Jason looks at me with his jaw hanging slightly open, but he doesn’t make a sound. He doesn’t argue or counter my claims. I think I’ve stunned him. I’ve never said such things to him, never stood up for myself, or put his own flaws on display the way he did to me so readily and often.

“You don’t want me, Jason, and things haven’t been good between us for a long time.”

“You promised to marry me,” he finally mutters. “You agreed to be my wife.”

“You put me on the spot in the middle of your company’s Fourth of July bash. That wasn’t for me. It was for a show, another way for you to be the center of attention among your bosses and coworkers.”

“You said yes.”

“I regretted it the second the word fell from my lips.”

“You love me.”

“I loved you,” I clarify. “And that love died long ago.”

“Is this because of him?”

I don’t even have to ask who he’s talking about. He’s well aware of where I’ve been the last couple of weeks.

“This is because you’re bitter and hateful. This is because I deserve more than you’ll ever have to offer. You need to work on yourself and your own character flaws before you can even begin to be truly happy or make someone feel loved by you. I’m not arm candy. I’m not invisible except for the times when showing me off benefits you.”

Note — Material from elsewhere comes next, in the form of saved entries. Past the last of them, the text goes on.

PR #836, opened 2022-07-27
Improve eventbridge resource cleanup

alexzum:
+ Delete targets, rules for any bus. 
+ Delete custom buses.

### DIFF
--- a/resources/cloudwatchevents-buses.go
+++ b/resources/cloudwatchevents-buses.go
@@ -1,8 +1,6 @@
 package resources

He doesn’t have a rebuttal as I stand.

“Goodbye, Jason.”

A couple of women clap as I leave the diner, and my cheeks flush as I realize my voice had gotten louder and louder as I continued to speak to him. Pride fills my chest as I walk to the parking lot to climb into my dad’s waiting car. I feel invincible. I feel powerful, and I can finally breathe deep without choking on that freedom.

“Where to, Mija?” Dad asks as he waits for me to put my seatbelt on.

“To the mall. I have some demons to conquer.”

 

 

Chapter 27


Scooter

Two weeks of silence.

Two weeks of misery.

Two weeks of utter boredom.

My will to give Mia space is running dry.